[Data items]
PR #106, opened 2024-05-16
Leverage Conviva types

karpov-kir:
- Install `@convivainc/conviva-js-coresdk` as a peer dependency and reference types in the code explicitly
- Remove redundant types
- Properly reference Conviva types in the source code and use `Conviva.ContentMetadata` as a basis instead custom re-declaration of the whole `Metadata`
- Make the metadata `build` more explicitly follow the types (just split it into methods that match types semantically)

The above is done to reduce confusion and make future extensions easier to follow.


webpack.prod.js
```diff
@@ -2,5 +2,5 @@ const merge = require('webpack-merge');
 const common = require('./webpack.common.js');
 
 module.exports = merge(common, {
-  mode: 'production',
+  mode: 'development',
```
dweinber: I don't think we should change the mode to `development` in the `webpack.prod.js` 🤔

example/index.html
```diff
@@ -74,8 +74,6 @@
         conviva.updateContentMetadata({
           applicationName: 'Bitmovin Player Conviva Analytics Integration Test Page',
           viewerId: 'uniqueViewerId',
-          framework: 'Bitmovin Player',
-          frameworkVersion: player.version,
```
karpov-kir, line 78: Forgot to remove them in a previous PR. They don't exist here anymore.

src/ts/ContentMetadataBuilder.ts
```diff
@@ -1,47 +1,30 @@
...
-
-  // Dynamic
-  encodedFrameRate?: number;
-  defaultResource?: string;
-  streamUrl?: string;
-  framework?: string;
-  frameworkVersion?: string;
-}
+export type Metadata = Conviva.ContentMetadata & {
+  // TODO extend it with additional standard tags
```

WHAT THIS TASK INVOLVES:
Retype exactly, please, each line from the line that contains "example/index.html" through the last line of the entries above, with nothing added.

TASK ANSWER:
example/index.html
```diff
@@ -74,8 +74,6 @@
         conviva.updateContentMetadata({
           applicationName: 'Bitmovin Player Conviva Analytics Integration Test Page',
           viewerId: 'uniqueViewerId',
-          framework: 'Bitmovin Player',
-          frameworkVersion: player.version,
```
karpov-kir, line 78: Forgot to remove them in a previous PR. They don't exist here anymore.

src/ts/ContentMetadataBuilder.ts
```diff
@@ -1,47 +1,30 @@
...
-
-  // Dynamic
-  encodedFrameRate?: number;
-  defaultResource?: string;
-  streamUrl?: string;
-  framework?: string;
-  frameworkVersion?: string;
-}
+export type Metadata = Conviva.ContentMetadata & {
+  // TODO extend it with additional standard tags
```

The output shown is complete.